There are four, all amateurs. I have the good fortune of training with at least a couple of them several times a week, weather and work schedule permitting. On my way home from training with a couple of them right now.
The reasons; knowledge, experience, humor, success, fellowship.


----------



## Bridget Bodine (Mar 4, 2008)

Lauren Hayes, Rex Carr


----------



## bjoiner (Feb 25, 2008)

Cotton Pershall
Delma Hazzard is a blast to train with.


----------



## David Maddox (Jan 12, 2004)

I’d like to throw in Lardy as well. I’d have added Farmer, but when I’ve been around him all we’ve talked about is football and baseball-LOL.


----------



## Mark Littlejohn (Jun 16, 2006)

Bill Eckett. I've always heard that he was the trainer's trainer and a true gentleman.


----------



## moscowitz (Nov 17, 2004)

Alan Pleasant, Pat Burns and Mike Coutu.


----------



## Zach Fisher (Jan 16, 2015)

Ben "Man" Rand - really a bird dog trainer but evidently he was an absolute wizard with young dogs.

https://strideaway.com/strideaway/uploads/BenManRandJr.HOF.pdf


----------



## Bryan Parks (Aug 19, 2015)

Lardy, Voight, Burns. 

Just because I closely follow Lardy's progression and overall training physiology. I feel I would learn more information that I could easily apply. 

I think I would most enjoy hanging out and talking with Farmer.


----------



## drunkenpoacher (Dec 20, 2016)

drunkenpoacher said:


> There are four, all amateurs. I have the good fortune of training with at least a couple of them several times a week, weather and work schedule permitting. On my way home from training with a couple of them right now.
> The reasons; knowledge, experience, humor, success, fellowship.


To comply with the rule change made after my first post I'll change my answer to Carrie Underwood.


----------



## Dave Farrar (Mar 16, 2012)

Dave Rorem. I just like "the way" he does things in his videos. I like his explanations.


----------



## KEB (Jul 23, 2012)

Chris Ledford. hes been doing it and doing well for a long-time


----------



## Kenneth Niles Bora (Jul 1, 2004)

Jerry Harris and Shayne for voice coach and fashion tips. Qui Chang for pedal clad nymphs.


----------



## Kenneth Niles Bora (Jul 1, 2004)

drunkenpoacher said:


> To comply with the rule change made after my first post I'll change my answer to Carrie Underwood.


She Amish or use electric stimulation for your corrections?


----------



## Mike W. (Apr 22, 2008)

So many great ones...

I would say *Jim Gonia*...he has had so many great dogs & had so much success over a long period of time.

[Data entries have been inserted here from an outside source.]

PR #355, opened 2025-10-22
Authors are no entities anymore

### LINKED ISSUE #346: [Feature]: Make authors simple value objects instead of entities

_No response_

Currently, we store authors as entities, but we noticed that this is more overhead than we require.
Now they will be simply stored as string data in a paper.

See https://github.com/SE-UUlm/snowballr-api/pull/98

As defined in the API, implement the calls.

_No response_

### Anything else?

_No response_

Slartibartfass2:
Closes #346 

## What I have made

- I removed the author-related tables and their repos
- The author information is now directly read from the paper where the author data is stored as JSON
- This way we have a simple value but still structured data

## Checklist

not apply.


src/main/kotlin/se/uulm/snowballr/backend/service/ServiceHelper.kt
```diff
@@ -26,11 +23,7 @@ suspend fun <T> withUser(userRepo: IUserTableRepo, block: suspend (User) -> T):
 /**
  * Populates the given [Paper] with its authors and backward references and converts it to a [GrpcPaper].
```
Merseleo: Please update the comment as well.

src/test/kotlin/se/uulm/snowballr/backend/service/paper/GetBackwardReferencedPapersTest.kt
```diff
@@ -52,13 +52,11 @@ class GetBackwardReferencedPapersTest : MainServiceTest() {
             val paper = DataBuilder.createExamplePaper(id = paperId)
             val backwardReferenceId = UUID.randomUUID()
             val referencedPaper = DataBuilder.createExamplePaper(id = backwardReferenceId)
-            val author = DataBuilder.createExampleAuthor()
```
Merseleo, line 55: If you remove this kind of logic, I would suggest to stay semantically consistent, i.e. pass the example author when creating the paper, so we validate the paper with an author. Probably it will make no difference here in the test case, but in my opinion it is more correct to not alter the test logic. What do you think?

Merseleo: The same applies for the changes in the other tests.

src/main/kotlin/se/uulm/snowballr/backend/model/ValidationIssue.kt
```diff
@@ -129,23 +129,26 @@ data class InvalidPassword(
...
+ * contains fields that are not allowed.
+ * If the field mask is blank, the entire object would be overwritten. To prevent unintended overwrites, all intended
  * fields should be explicitly listed in the field mask rather than leaving the mask empty.
- *
- * A field is considered invalid if:
- *  - It does not exist in the corresponding generated gRPC class.
- *  - It corresponds to a field that cannot be modified or set.
- *
- * @property fieldMask The invalid or empty field mask that caused the issue.
+ * A field is considered invalid if itt does not exist in the corresponding generated gRPC class.
```
Merseleo: "if it" instead of "if itt"

src/main/kotlin/se/uulm/snowballr/backend/model/ValidationIssue.kt
```diff
@@ -129,23 +129,26 @@ data class InvalidPassword(
...
-        "Field mask must be not blank."
-    } else {
-        "Field mask $fieldMask contains invalid fields. A field is considered invalid, if it does not exist or " +
-            "corresponds to a field that cannot be changed."
+data class InvalidFieldMask(val message: String) : ValidationIssue {
+    companion object {
+        fun createForBlankFieldMask(): InvalidFieldMask = InvalidFieldMask("Field mask must be non-blank.")
+
+        fun createForContainsInvalidFields(fields: List<String>): InvalidFieldMask = InvalidFieldMask(
+            "One or more of the following fields are invalid: ${fields.joinToString(", ")}.",
```
Merseleo: In my opinion this isn't the best formatting, as the error looks for example like this: "[One or more of the following fields are invalid: paper.author.]" and it seems as the dot from the sentence belongs to the field. Same for the other case.

Merseleo (changes requested):
Great work, I did not found any problems regarding the functionality and barely anything else. 

But is it possible, that the API is not up-to-date? Because the author object generated from gRPC still contains an `orcid` field.

src/main/kotlin/se/uulm/snowballr/backend/model/ValidationIssue.kt
Slartibartfass2: I changed it. What's your opinion on the new version?

src/test/kotlin/se/uulm/snowballr/backend/service/paper/GetBackwardReferencedPapersTest.kt
Slartibartfass2: I added them back in.

Slartibartfass2 (commented):
I added the changes related to the review in the two latest commits. I've experienced the problem with the API submodule too, and I think this is because I checked out the branch. Now that v0.9.0 is released, I checked out the tag, so it should work now. Please ensure that the submodule is updated when you checkout the branch.

src/main/kotlin/se/uulm/snowballr/backend/model/ValidationIssue.kt
Merseleo: I like it.

Merseleo (approved):
> I added the changes related to the review in the two latest commits. I've experienced the problem with the API submodule too, and I think this is because I checked out the branch. Now that v0.9.0 is released, I checked out the tag, so it should work now. Please ensure that the submodule is updated when you checkout the branch.

Great. When I pulled the latest changes the API submodule automatically updated to the correct version, so I think it is correct now.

He has had some of the highest rollers ever to pound the ground...would love to see how that goes down.


----------



## drunkenpoacher (Dec 20, 2016)

Kenneth Niles Bora said:


> drunkenpoacher said:
> 
> 
> > To comply with the rule change made after my first post I'll change my answer to Carrie Underwood.
> ...


Kind of hoping she goes both ways.


----------



## golfandhunter (Oct 5, 2009)

Dennis Voight 

Lance Brown


----------



## Andy (Apr 20, 2004)

golfandhunter said:


> Dennis Voight
> 
> Lance Brown


I once had the good fortune to train with Lanse .... 

I had a dog that was a bad breaker, of which Lanse was well aware. Lanse quickly volunteered to go out to throw the short mark of a double ... about 50 yards away. The long bird went down, then I signaled for the short mark. Lanse started shouting and dancing around like he was having a seizure ... Lucy broke and I was laughing so hard that I dropped my transmitter and couldn't even holler at her!


----------



## Golddogs (Feb 3, 2004)

Rex Carr would be someone from the past. 

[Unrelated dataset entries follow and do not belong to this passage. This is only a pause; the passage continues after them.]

PR #356, opened 2025-10-23
Implement `softDeleteProject` call

### LINKED ISSUE #87: [Feature]: Implement `SoftDeleteProject` call

Merseleo:
Closes #87 

## What I have made

- I implemented the `softDeleteProject` call
- I added the logic, that projects are deleted when the last project member is removed

## Checklist

not apply.

### DIFF
--- a/src/main/kotlin/se/uulm/snowballr/backend/repository/ProjectTableRepo.kt
+++ b/src/main/kotlin/se/uulm/snowballr/backend/repository/ProjectTableRepo.kt
@@ -115,8 +115,8 @@ interface IProjectTableRepo {
     suspend fun isProjectLocked(projectId: UUID): Boolean
 
     /**
-     * Performs a soft delete of the project with the given [projectId], i.e., do not remove the
-     * project from the database but mark it as deleted by setting the status to [ProjectStatus.PROJECT_STATUS_DELETED].
+     * Performs a soft delete of the project with the given [projectId], i.e., does not remove the
+     * project from the database but marks it as deleted by setting the status to [ProjectStatus.PROJECT_STATUS_DELETED].
      */
     suspend fun softDeleteProject(projectId: UUID)
 }
--- a/src/main/kotlin/se/uulm/snowballr/backend/repository/ProjectTableRepo.kt
+++ b/src/main/kotlin/se/uulm/snowballr/backend/repository/ProjectTableRepo.kt
@@ -8,6 +8,7 @@ import org.jetbrains.exposed.sql.andWhere
 import org.jetbrains.exposed.sql.or
 import org.jetbrains.exposed.sql.selectAll
 import org.jetbrains.exposed.sql.statements.UpdateStatement
+import org.jetbrains.exposed.sql.update
 import se.uulm.snowballr.backend.db.IDatabase
 import se.uulm.snowballr.backend.model.EntityType
 import se.uulm.snowballr.backend.model.SnowballRException.NotFoundException
@@ -112,6 +113,12 @@ interface IProjectTableRepo {
      * @return `true` if the project is locked, `false` otherwise.
      */
     suspend fun isProjectLocked(projectId: UUID): Boolean
+
+    /**
+     * Performs a soft delete of the project with the given [projectId], i.e., do not remove the
+     * project from the database but mark it as deleted by setting the status to [ProjectStatus.PROJECT_STATUS_DELETED].
+     */
+    suspend fun softDeleteProject(projectId: UUID)
 }
 
 /**
@@ -197,6 +204,15 @@ class ProjectTableRepo(
             .where { ProjectPaperTable.projectId eq projectId }
             .limit(1)
             .any()
+    }
+
+    override suspend fun softDeleteProject(projectId: UUID) {
+        db.query {
+            ProjectTable.update({ ProjectTable.id eq projectId }) {
+                it[status] = ProjectStatus.PROJECT_STATUS_DELETED
+                it[deletedAt] = OffsetDateTime.now()
+            }
+        }
     }
 
     private fun UpdateStatement.applyProjectNameUpdate(project: GrpcProject, paths: Set<String>) {
--- a/src/test/kotlin/se/uulm/snowballr/backend/service/project/RemoveProjectMemberTest.kt
+++ b/src/test/kotlin/se/uulm/snowballr/backend/service/project/RemoveProjectMemberTest.kt
@@ -1,6 +1,7 @@
 package se.uulm.snowballr.backend.service.project
 
 import io.mockk.coEvery
+import io.mockk.coVerify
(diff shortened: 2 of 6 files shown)


src/main/kotlin/se/uulm/snowballr/backend/repository/ProjectTableRepo.kt
```diff
@@ -112,6 +113,12 @@ interface IProjectTableRepo {
      * @return `true` if the project is locked, `false` otherwise.
      */
     suspend fun isProjectLocked(projectId: UUID): Boolean
+
+    /**
+     * Performs a soft delete of the project with the given [projectId], i.e., do not remove the
+     * project from the database but mark it as deleted by setting the status to [ProjectStatus.PROJECT_STATUS_DELETED].
```
Slartibartfass2:
```suggestion
     * Performs a soft delete of the project with the given [projectId], i.e., does not remove the
     * project from the database but marks it as deleted by setting the status to [ProjectStatus.PROJECT_STATUS_DELETED].
```

src/test/kotlin/se/uulm/snowballr/backend/service/project/SoftDeleteProjectTest.kt
domienderle, line 1: Did we already decide to implement the test like this now?

src/test/kotlin/se/uulm/snowballr/backend/service/project/SoftDeleteProjectTest.kt
```diff
@@ -0,0 +1,89 @@
...
+
+    @Test
+    fun `When a project admin deletes a project, then no exception is thrown`() = runTest {
+        mockSoftDeleteProject(false, projectId)
+
+        assertDoesNotThrow { mainService.softDeleteProject(validSoftDeleteProjectRequest.build()) }
+    }
+
+    @Test
+    fun `When a normal project member deletes a project, then a UnauthorizedException is thrown`() = runTest {
```
domienderle:
```suggestion
    fun `When a normal project member deletes a project, then an UnauthorizedException is thrown`() = runTest {
```

src/test/kotlin/se/uulm/snowballr/backend/service/project/SoftDeleteProjectTest.kt
```diff
@@ -0,0 +1,89 @@
...
+        mockSoftDeleteProject(false, projectId, projectMemberRepoMock::getAllProjectAdmins)
+        coEvery { projectMemberRepoMock.getAllProjectAdmins(projectId) } returns emptyList()
+
+        assertThrows<UnauthorizedException> { mainService.softDeleteProject(validSoftDeleteProjectRequest.build()) }
+        coVerify(exactly = 0) { projectRepoMock.softDeleteProject(any()) }
```
domienderle, line 73: I don't think this is really necessary. If the method throws an `UnauthorizedException` the method did already throw an cannot perform the repo method. We don't test this in other tests either.

src/test/kotlin/se/uulm/snowballr/backend/service/project/SoftDeleteProjectTest.kt
```diff
@@ -0,0 +1,89 @@
...
+        val nonExistentProjectId = UUID.randomUUID()
+
+        mockSoftDeleteProject(false, nonExistentProjectId, projectRepoMock::doesProjectExistById)
+        coEvery { projectRepoMock.doesProjectExistById(nonExistentProjectId) } returns false
+
+        val invalidSoftDeleteProjectRequest = validSoftDeleteProjectRequest
+            .setId(nonExistentProjectId.toString())
+
+        assertThrows<NotFoundException> { mainService.softDeleteProject(invalidSoftDeleteProjectRequest.build()) }
+        coVerify(exactly = 0) { projectRepoMock.softDeleteProject(any()) }
```
domienderle, line 87: Same here.

src/test/kotlin/se/uulm/snowballr/backend/service/project/RemoveProjectMemberTest.kt
```diff
@@ -173,4 +174,28 @@ class RemoveProjectMemberTest : MainServiceTest() {
                 mainService.removeProjectMember(getExampleRequest())
             }
         }
+
+    @Test
+    fun `When a project member to be deleted is the last member, then no exception is thrown and the project marked as deleted`() =
```
domienderle:
```suggestion
    fun `When a project member to be deleted is the last member, then no exception is thrown and the project is marked as deleted`() =
```

domienderle (changes requested):
This PR is mostly straight-forward and looks good so far. Only some smaller changes are left. Good work.

src/test/kotlin/se/uulm/snowballr/backend/service/project/SoftDeleteProjectTest.kt
Merseleo: No we didn't decide this, I only used this call as example and implemented it, as @mowi12 said he needs this call and wanted to see an example of my idea. 
What is your opinion of this service test structure?

Merseleo: But I think we can finally decide this tomorrow.

src/test/kotlin/se/uulm/snowballr/backend/service/project/SoftDeleteProjectTest.kt
Merseleo: I know that we do not test this in other service tests, but actually this is not correct. If you remember, we once had a PR form @mowi12 where we wanted to introduce `coVerify` and agreed on not using them except for testing, that something was not executed. And actually this is exactly what I am doing. I except the function to throw an error **before** the update is performed and verify that it did not happen. Imagine somebody changes the order of the statements and throw the exception after the repo call? Then the test wouldn't fail (at least only with a mock exception) but the behavior would be completely broken.

src/test/kotlin/se/uulm/snowballr/backend/service/project/SoftDeleteProjectTest.kt
Merseleo: See above. But maybe we can discuss this tomorrow as well.

Merseleo (commented):
Thank you for the review. I think before continuing this PR, we should discuss some things in the entire group.

domienderle (approved):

Jim Pickering from the present. Not aware of anyone who is better with Goldens than him. ( JMHO )


----------



## EdA (May 13, 2003)

Golddogs said:


> Jim Pickering from the present. Not aware of anyone who is better with Goldens than him. ( JMHO )

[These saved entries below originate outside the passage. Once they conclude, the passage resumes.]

PR #359, opened 2025-10-24
Docker Compose Setup not Working

### LINKED ISSUE #358: [Bug]: Docker Compose Setup not Working

_No response_

### What happened?

Not all profiles are working correctly. Some (mostly the `local` variants) had wrong networks settings.

### Steps to reproduce

1. Start Database and Proxy with `local` profile
2. Start backend with gradle
3. Proxy and backend are not connecting

### What did you expect?

A connection should be established

### Anything else?

_No response_

mowi12:
Closes #358 

## What I have made

- Removed no longer used network settings
- Now using the correct backend address for local proxy profile

## Checklist

not apply.

- [ ] ~~I have updated the documentation accordingly and commented my code~~ not needed

### DIFF
--- a/docker-compose.yml
+++ b/docker-compose.yml
@@ -155,9 +155,3 @@ services:
             - --allow_all_origins # Crucial for local dev where frontend is on different origin
             - --run_tls_server=false # Don't require TLS
             - --server_http_debug_port=${WEB_PORT:-8081} # Proxy listens on this port inside the container
-
-networks:
-    db_network:
-        driver: bridge
-    grpc_network:
-        driver: bridge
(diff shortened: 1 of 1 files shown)


docker-compose.yml
Slartibartfass2, line 149: We require this `extra_hosts` declaration so it works on Linux.
```suggestion
        profiles: [ "proxy-only" ]
        extra_hosts:
            - "host.docker.internal:host-gateway"
        build:
```

Slartibartfass2 (changes requested):

docker-compose.yml
mowi12: You're right. It also stills works for me!

Slartibartfass2 (approved):

PR #362, opened 2025-10-24
Do not delete users although they are last project admin

### LINKED ISSUE #114: [Bug]: Delete users although still project admin

Merseleo:
Closes #114 

## What I have made

- I extended the project member repo with filters, that no users that are soft deleted and still in a project are listed when requesting the project members or admins and adapted the tests (+ further refactoring and adding of missing tests)
- I added a check, that ensures that the user to be soft-deleted is not the last project admin in any project
- I created a new project access rule `isNotLastProjectAdmin`. Actually this is not the best location, as this is actually not for an access, but I was not sure where else to place this helper function I introduced, because we often check, whether a user is not the last project admin and if so, throw a FailedPreconditionException. I am open for suggestions where we could place this helper instead.

## Checklist

not apply.

### DIFF
--- a/src/main/kotlin/se/uulm/snowballr/backend/repository/association/ProjectMemberTableRepo.kt
+++ b/src/main/kotlin/se/uulm/snowballr/backend/repository/association/ProjectMemberTableRepo.kt
@@ -5,6 +5,7 @@ import org.jetbrains.exposed.sql.ResultRow
 import org.jetbrains.exposed.sql.SqlExpressionBuilder.eq
 import org.jetbrains.exposed.sql.alias
 import org.jetbrains.exposed.sql.and
+import org.jetbrains.exposed.sql.andWhere
 import org.jetbrains.exposed.sql.deleteWhere
 import org.jetbrains.exposed.sql.selectAll
 import se.uulm.snowballr.backend.db.IDatabase
@@ -21,7 +22,9 @@ import se.uulm.snowballr.backend.table.UserTable
 import se.uulm.snowballr.backend.table.association.ProjectMemberTable
 import se.uulm.snowballr.backend.table.association.toProjectMember
 import se.uulm.snowballr.backend.table.association.toProjectMemberWithUser
+import se.uulm.snowballr.backend.table.toUser
 import snowballr.ProjectOuterClass.MemberRole
+import snowballr.UserOuterClass.UserStatus
 import java.util.UUID
 
 /**
@@ -30,6 +33,9 @@ import java.util.UUID
  * This interface provides abstraction for handling persistence and retrieval
  * operations for project members. By using this interface, the functionality for creating
  * project members can remain decoupled from the specifics of the database layer.
+ *
+ * **Note**: A user that was soft-deleted is still in the project member relation in case the user is restored but
+ * is not considered an active member of a project anymore and thus not returned when project members / admin are queried.
  */
 interface IProjectMemberTableRepo {
     /**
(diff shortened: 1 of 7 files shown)


src/main/kotlin/se/uulm/snowballr/backend/repository/association/ProjectMemberTableRepo.kt
```diff
@@ -102,6 +108,15 @@ interface IProjectMemberTableRepo {
 class ProjectMemberTableRepo(
     private val db: IDatabase,
 ) : IProjectMemberTableRepo {
+    /**
+     * Retrieves a list of UUID from these users that are marked as deleted.
+     *
+     * @return A list of UUIDs representing users that are soft-deleted.
+     */
+    private fun getSoftDeletedUsers(): List<UUID> = UserTable
```
domienderle: What do you think of `getSoftDeletedUserIds` since we don't really query the users but the IDs?

src/main/kotlin/se/uulm/snowballr/backend/service/accessrules/ProjectAccessRule.kt
```diff
@@ -62,6 +63,25 @@ fun isProjectAdmin(projectMemberRepo: IProjectMemberTableRepo) = AccessRule<UUID
     projectAdmins.any { it.userId == requester.id }
 }
 
+/**
+ * Check whether the user is the last project admin of a specific project; otherwise, throws a [FailedPreconditionException].
```
domienderle:
```suggestion
 * Check whether the user is not the last project admin of a specific project; otherwise, throws a [FailedPreconditionException].
```
We check whether the user is not the last project admin and only throw if they are the last project admin.

domienderle (changes requested):
Good work. I only found two little changes.

About the positioning of the rule:
I see your point that it is not really an access rule. We could introduce something like condition checks or use case checks later. But I don't see the necessity at the moment and since the check is syntactically the same as the access rules and it differs only on a logical level, I would keep it there for the moment. If we encounter more of this condition checks at a later point in time we can still refactor it.

src/main/kotlin/se/uulm/snowballr/backend/service/accessrules/ProjectAccessRule.kt
Merseleo: You are right, good catch. I started this method the other way around and noticed I does not make sense and inverted the functionality without adapting the comment.

src/main/kotlin/se/uulm/snowballr/backend/repository/association/ProjectMemberTableRepo.kt
Merseleo: Actually better, thank you for the suggestion 👍

Merseleo (commented):
Thank you for the review and your opinion. I think it is the best solution to declare this check as access check and if we notice some more similar "problems" think about a solution.

domienderle (approved):
Good work.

Charlie Morgan, Jackie Mertens, Val Walker, Judy Rasmussen, Torch Flinn to name a few.


----------



## roseberry (Jun 22, 2010)

Robert Milner..........when he was still toe hitchin' on a table!


----------



## Mark S (Jan 2, 2019)

-Bill Hillman
-Lauren Hayes
-Mike Lardy


----------



## fnsret (Nov 12, 2003)

There are so many out there, but honestly I would like to go back into my personal life, take notes and pay attention from being a bird boy and throwing birds for 3 Retriever Hall of Famer's from 4th grade til through my first year of college. I know I missed out on so much from John and Debbie Morgan and Bach Doar. Present Day would probably be Danny Farmer, Mike Lardy or Alan Pleasant.


----------



## Jeff from Maine (Mar 19, 2019)

*Leonard Ferucci M.D.; Chena River Retrievers*

I spent a couple weekends back in the 90's speaking to Len while we were running derbies. His concept of training very young dogs was unique and outside of the box at the time. Wouldn't it be nice to spend more time talking retrievers with him?


----------



## Marvin S (Nov 29, 2006)

Mike W. said:


> So many great ones...
> 
> I would say *Jim Gonia*...he has had so many great dogs & had so much success over a long period of time. He has had some of the highest rollers ever to pound the ground...would love to see how that goes down.


20+ years of that, there is no way I could have picked up what I did in a week.
This would be the same with many mentioned on this thread. 

George Wilson

Frank Kashaverof 

Bob Sparks

All very successful Amateurs.


----------



## RookieTrainer (Mar 11, 2011)

Andy said:


> I once had the good fortune to train with Lanse ....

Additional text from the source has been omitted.